Objective The aims were to describe the management of umbilical hernias, to define postoperative complications, and to identify the characteristics of patients that were more likely to have spontaneous resolution of their hernia.
Methods All patients referred for umbilical hernia at the Children’s Hospital of Eastern Ontario from January 1990 to April 2017 were examined via retrospective chart review. Spontaneous resolution of umbilical hernia was examined using binary logistic regression.
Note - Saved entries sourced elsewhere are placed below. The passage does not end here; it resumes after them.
PR #4242, opened 2021-10-08
[Windows] Install the latest available azure-cli msi package

miketimofeev:
# Description
The latest azure-cli is not available via msi package, it can be installed using python only https://github.com/Azure/azure-cli/issues/19811
This PR changes the way we get the version as the latest release does not always include msi package.

#### Related issue:
n\a

## Check list

### DIFF
--- a/images/win/scripts/Installers/Install-AzureCli.ps1
+++ b/images/win/scripts/Installers/Install-AzureCli.ps1
@@ -4,8 +4,8 @@
 ################################################################################
 
 Write-Host "Install the latest Azure CLI release"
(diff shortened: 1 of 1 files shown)


jiasli:
Hi, this is Azure CLI developer. We would recommend installing from https://aka.ms/installazurecliwindows as shown in https://docs.microsoft.com/en-us/cli/azure/install-azure-cli-windows?tabs=azure-cli. This is the most reliable way.

miketimofeev:
Hi @jiasli! Is the link updated automatically with the new version release? I vaguely remember we had some issues with it back in the days but I might be wrong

Results We included 2621 patients presenting with an umbilical hernia. A total of 1587 (60.5%) patients underwent surgical repair at a median age of 3.6 years (IQR 2.3–5.4). Surgical complications consisted of infection (n=3), bleeding (n=3), hematoma (n=3), and anesthesia-related complications (n=3). For every one-unit increase in defect size, the odds of a spontaneous resolution of the hernia were 5% lower while controlling for prematurity and the presence of comorbidities [adjusted odds ratio (aOR)=0.95; 95% confidence intervel (CI) 0.93 to 0.97]. Premature babies were 80% less likely to experience hernia resolution compared with non-premature babies (aOR=0.20; 95% CI 0.03 to 0.74).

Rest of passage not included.